Книга перемен
Шрифт:
— Прекратите. Хватит. Действительно… лучше о другом. Я все хотела спросить. О чем же? — потерла пальцами срединную линию лба фрау Шаде. — Ах, да. Почему все же вдруг Гофман, если вы Лунин? Значимый псевдоним?
— В какой-то мере. В общем, просто все так удачно совпало, что я стал Гофманом. Но я не хочу забегать вперед и нарушать хронологию событий. Всему свое время. Когда-нибудь я открою вам и эту страшную тайну, благосклонная фрау.
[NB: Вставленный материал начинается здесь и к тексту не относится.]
PR #717, opened 2025-07-12
Improve autograd integration with ufuncs and array-like containers

danra:
Specifically, allows doing real work with `xarray.DataArray`s containing `ArrayBox`es

Based over #716

### DIFF
--- a/autograd/tracer.py
+++ b/autograd/tracer.py
@@ -2,6 +2,10 @@ import warnings
 from collections import defaultdict
 from contextlib import contextmanager
 
+import numpy as np
+
+import autograd
+
 from .util import subvals, toposort
 from .wrap_util import wraps
 
@@ -33,28 +37,64 @@ class Node:
         return root
 
 
+trace_primitives_map = {}
+
+
 def primitive(f_raw):
     """
     Wraps a function so that its gradient can be specified and its invocation
     can be recorded. For examples, see the docs."""
 
+    is_ufunc = isinstance(f_raw, np.ufunc)
+
     @wraps(f_raw)
-    def f_wrapped(*args, **kwargs):
-        boxed_args, trace, node_constructor = find_top_boxed_args(args)
+    def f_wrapped(*args, called_by_autograd_dispatcher=False, **kwargs):
+        boxed_args, trace, node_constructor, ufunc_dispatch_needed = find_top_boxed_args(args)
         if boxed_args:
+            # If we are a wrapper around a ufunc, and if there is at least one ArrayBox
+            # argument, then first forward further handling to the ufunc dispatching mechanism
+            # (if we aren't already running inside it after being called by the ArrayBox
+            # __array_ufunc__ function). This allows other operands which define __array_ufunc__
+            # to also try to handle the call.
+            #
+            # (It's possible our handling attempt below will get the first shot; the handlers
+            # order is determined by the dispatch mechanism. Also, if no other array-like
+            # arguments are interested in handling the ufunc, then we don't defer to the
+            # dispatch mechanism because there is no point).
+            #
+            # For example, consider multiplying an ndarray wrapped inside an ArrayBox
+            # by an xarray.DataArray. The handling below will fail: The ndarray will
+            # be unboxed and multiplied by the DataArray resulting in a DataArray,
+            # for which `new_box` will raise an exception. In contrast, the DataArray's
+            # handling of the call might succeed: it might contain an ndarray, either
+            # plain or boxed in an ArrayBox, in which case it will be multiplied by
+            # the other ArrayBox yielding a new ArrayBox, which will be stored in a new
+            # DataArray.
+            if is_ufunc and ufunc_dispatch_needed and not called_by_autograd_dispatcher:
+                return f_raw(*args, **kwargs)
+
             argvals = subvals(args, [(argnum, box._value) for argnum, box in boxed_args])
             if f_wrapped in notrace_primitives[node_constructor]:
-                return f_wrapped(*argvals, **kwargs)
+                return f_wrapped(
+                    *argvals, called_by_autograd_dispatcher=called_by_autograd_dispatcher, **kwargs
+                )
             parents = tuple(box._node for _, box in boxed_args)
             argnums = tuple(argnum for argnum, _ in boxed_args)
-            ans = f_wrapped(*argvals, **kwargs)
+            ans = f_wrapped(*argvals, called_by_autograd_dispatcher=called_by_autograd_dispatcher, **kwargs)
             node = node_constructor(ans, f_wrapped, argvals, kwargs, argnums, parents)
-            return new_box(ans, trace, node)
+            try:
+                box = new_box(ans, trace, node)
+                return box
+            except Exception as e:
+                if called_by_autograd_dispatcher:
+                    raise NotImplementedError from e
+                raise
         else:
             return f_raw(*args, **kwargs)
 
     f_wrapped.fun = f_raw
     f_wrapped._is_autograd_primitive = True
+    trace_primitives_map[f_raw] = f_wrapped
     return f_wrapped
 
 
@@ -79,8 +119,13 @@ def find_top_boxed_args(args):
     top_trace = -1
     top_boxes = []
     top_node_type = None
+    any_arraybox = False
+    any_unboxed_ufunc_overrider = False
     for argnum, arg in enumerate(args):
-        if isbox(arg):
+        t = type(arg)
+        if t in box_types:
+            if t == autograd.numpy.numpy_boxes.ArrayBox:
+                any_arraybox = True
             trace = arg._trace
             if trace > top_trace:
                 top_boxes = [(argnum, arg)]
@@ -88,7 +133,10 @@ def find_top_boxed_args(args):
                 top_node_type = type(arg._node)
             elif trace == top_trace:
                 top_boxes.append((argnum, arg))
-    return top_boxes, top_trace, top_node_type
+        elif getattr(t, "__array_ufunc__", None) not in (None, np.ndarray.__array_ufunc__):
+            any_unboxed_ufunc_overrider = True
+    ufunc_dispatch_needed = any_arraybox and any_unboxed_ufunc_overrider
+    return top_boxes, top_trace, top_node_type, ufunc_dispatch_needed
 
 
 class TraceStack:
--- a/tests/test_ufunc_dispatch.py
+++ b/tests/test_ufunc_dispatch.py
@@ -1,0 +1,248 @@
+"""
+Test working properly with ufuncs in presence of other, non-differentiable array-like-containers.
+Specifically, xarray.DataArray is tested.
+"""
+
+import numpy as onp
+import pytest
+
+import autograd.numpy as np
+from autograd import grad
+from autograd.test_util import check_grads
+
+try:
+    import xarray as xr
+except ImportError:
+    xr = None
+
+requires_xarray = pytest.mark.skipif(xr is None, reason="xarray is required for this test")
+
+
+@requires_xarray
+def test_grad_through_dataarray_binary_ufunc():
+    base = np.array([1.0, 2.0, 3.0])
+
+    def f(x):
+        out = x * xr.DataArray(base)
+        return np.sum(out.data)
+
+    assert f(2.0) == np.sum(2.0 * base)
+    assert grad(f)(2.0) == np.sum(base)
+    check_grads(f)(2.0)
+
+
+@requires_xarray
+def test_grad_through_dataarray_reversed_operand():
+    base = np.array([2.2, 3.3, 4.4])
+
+    def f(x):
+        out = xr.DataArray(base) * x
+        return np.sum(out.data)
+
+    assert f(3.5) == np.sum(3.5 * base)
+    assert grad(f)(3.5) == np.sum(base)
+    check_grads(f)(3.5)
+
+
+@requires_xarray
+def test_grad_through_dataarray_unary_ufunc():
+    base = np.array([-1.0, -2.0, -3.0])
+
+    def f(x):
+        out = np.abs(xr.DataArray(base) * x)
+        return np.sum(out.data)
+
+    assert f(2.0) == np.sum(np.abs(2.0 * base))
+    # base is all negative so abs acts as negation here.
+    assert grad(f)(2.0) == -np.sum(base)
+    check_grads(f)(2.0)
+
+
+@requires_xarray
+def test_grad_through_dataarray_transcendental_ufunc():
+    base = np.array([0.5, 1.0, 1.5])
+
+    def f(x):
+        out = np.sin(xr.DataArray(base) * x)
+        return np.sum(out.data)
+
+    x0 = 0.7
+    assert onp.isclose(f(x0), np.sum(np.sin(base * x0)))
+    assert onp.isclose(grad(f)(x0), np.sum(base * np.cos(base * x0)))
+    check_grads(f)(x0)
+
+
+@requires_xarray
+def test_grad_through_two_dataarrays_holding_boxes():
+    a = np.array([1.0, 2.0, 3.0])
+    b = np.array([4.0, 5.0, 6.0])
+
+    def f(x):
+        da = xr.DataArray(a) * x
+        db = xr.DataArray(b) * x
+        out = da * db
+        return np.sum(out.data)
+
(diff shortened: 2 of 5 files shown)


agriyakhetarpal:
@danra, could you please rebase this? I just merged #716.

danra:
Done!

autograd/tracer.py
```diff
@@ -33,28 +37,61 @@ def new_root(cls, *args, **kwargs):
...
             parents = tuple(box._node for _, box in boxed_args)
             argnums = tuple(argnum for argnum, _ in boxed_args)
-            ans = f_wrapped(*argvals, **kwargs)
+            ans = f_wrapped(*argvals, called_by_autograd_dispatcher=called_by_autograd_dispatcher, **kwargs)
             node = node_constructor(ans, f_wrapped, argvals, kwargs, argnums, parents)
-            return new_box(ans, trace, node)
+            try:
+                box = new_box(ans, trace, node)
+                return box
+            except:
```
agriyakhetarpal: Could we improve upon the bare `except:` here? `new_box` can only raise `TypeError`, so `except TypeError` would make sense

autograd/tracer.py
```diff
@@ -33,28 +37,61 @@ def new_root(cls, *args, **kwargs):
...
+            # for which `new_box` will raise an exception. In contrast, the DataArray's
+            # handling of the call might succeed: it might contain an ndarray, either
+            # plain or boxed in an ArrayBox, in which case it will be multiplied by
+            # the other ArrayBox yielding a new ArrayBox, which will be stored in a new
+            # DataArray.
+            if (
+                isinstance(f_raw, np.ufunc)
+                and not called_by_autograd_dispatcher
+                and any(isinstance(arg, autograd.numpy.numpy_boxes.ArrayBox) for arg in args)
+            ):
```
agriyakhetarpal: Slightly unreadable, but it works. We can go even further by moving the expensive ufunc check to be called once.

```suggestion
            if (
                is_ufunc
                and not called_by_autograd_dispatcher
                and any(
                    not isbox(arg)
                    and hasattr(type(arg), "__array_ufunc__")
                    and not isinstance(arg, np.ndarray)
                    for arg in args
                )
                and any(isinstance(arg, autograd.numpy.numpy_boxes.ArrayBox) for arg in args)
            ):
```

autograd/tracer.py
```diff
@@ -33,28 +37,61 @@ def new_root(cls, *args, **kwargs):
         return root
 
 
+trace_primitives_map = {}
+
+
 def primitive(f_raw):
     """
     Wraps a function so that its gradient can be specified and its invocation
     can be recorded. For examples, see the docs."""
```
agriyakhetarpal, line 46:
```suggestion
def primitive(f_raw):
   """
   Wraps a function so that its gradient can be specified and its invocation
   can be recorded. For examples, see the docs.
   """
   
   is_ufunc = isinstance(f_raw, np.ufunc)
```

agriyakhetarpal (changes requested):
Thanks @danra. Looks like this will cause some performance regressions, so we should go through it more carefully. I added some suggestions about this.

I tested with

```python
import autograd.numpy as np
from autograd import grad

rng = np.random.RandomState(0)
x = rng.randn(500)


def f(x):
    y = np.exp(np.sin(x) * np.cos(x)) + x * x * x - np.tanh(x)
    y = y * y + 2.0 * y - 1.0
    return np.sum(y)


g = grad(f)

for _ in range(20000):
    g(x)

```

which I ran through

```bash
hyperfine --warmup 10 --runs 100 \
  -L branch master,pr/717 \
  --prepare 'git checkout {branch} &> /dev/null' \
  --command-name '{branch}' \
  --export-markdown results.md \
  'python script.py'
```

and these are the results:

| Command | Mean [s] | Min [s] | Max [s] | Relative |
|:---|---:|---:|---:|---:|
| `master (branch = master)` | 6.355 ± 1.987 | 4.149 | 13.494 | 1.00 |
| `pr/717 (branch = pr/717)` | 8.220 ± 5.565 | 4.656 | 41.116 | 1.29 ± 0.96 |

```
Benchmark 1: master (branch = master)
  Time (mean ± σ):      6.355 s ±  1.987 s    [User: 4.349 s, System: 0.146 s]
  Range (min … max):    4.149 s … 13.494 s    100 runs
 
Benchmark 2: pr/717 (branch = pr/717)
  Time (mean ± σ):      8.220 s ±  5.565 s    [User: 4.869 s, System: 0.150 s]
  Range (min … max):    4.656 s … 41.116 s    100 runs
 
  Warning: Statistical outliers were detected. Consider re-running this benchmark on a quiet system without any interferences from other programs.
 
Summary
  master (branch = master) ran
    1.29 ± 0.96 times faster than pr/717 (branch = pr/717)
```

I tested once again and obtained some different results, but they aer enough to make a case:

```
Benchmark 1: master (branch = master)
  Time (mean ± σ):      6.093 s ±  0.453 s    [User: 4.316 s, System: 0.135 s]
  Range (min … max):    5.548 s …  7.089 s    10 runs
 
Benchmark 2: pr/717 (branch = pr/717)
  Time (mean ± σ):      7.035 s ±  0.766 s    [User: 4.918 s, System: 0.142 s]
  Range (min … max):    5.849 s …  8.278 s    10 runs
 
Summary
  master (branch = master) ran
    1.15 ± 0.15 times faster than pr/717 (branch = pr/717)
```

- So I guess every wrapped-ufunc op on an `ArrayBox` now goes through a detour, but we should fix this to happen only when we have an `__array_ufunc__` container. (Please see the inline suggestions below and LMK if you agree).
- Could you please add test coverage for the new behaviour?

autograd/tracer.py
danra: Couldn't adding the check `not isinstance(arg, np.ndarray)` worsen performance? Is `isinstance(arg, autograd.numpy.numpy_boxes.ArrayBox)` expected to be meaningfully slower?

autograd/tracer.py
danra: `new_box` raises `TypeError` on `KeyError` (if `type(value)` isn't found in the dict), but what about other exceptions potentially raised by the box construction?

danra:
> * So I guess every wrapped-ufunc op on an `ArrayBox` now goes through a detour, but we should fix this to happen only when we have an `__array_ufunc__` container. (Please see the inline suggestions below and LMK if you agree).

sgtm, but I haven't been able to reproduce a performance gap locally on my Mac (M2 max). In fact, in the two runs I did the branch showed a 7% speedup, though I don't know why that would be. Perhaps I have some user error. Could you retest as well please?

— А съемки фильма? Все было удачно?
— Фрау Шаде! — почему-то возмутился Гофман. — Да смотрели вы этот фильм! Что вы, в самом деле! В свое время он обошел все соцстраны, а тогда советские фильмы были вроде бы обязательны для просмотра, тем более детские. Мы ведь тоже пересмотрели в детстве все гэдээровские и чехословацкие киносказки. Ну что я вам буду
— Я… не о фильме. Я о съемках. Мне просто интересен этот эпизод вашей бурной биографии. Вернее, мне интересно знать, как вы переосмысливаете его теперь, через много лет.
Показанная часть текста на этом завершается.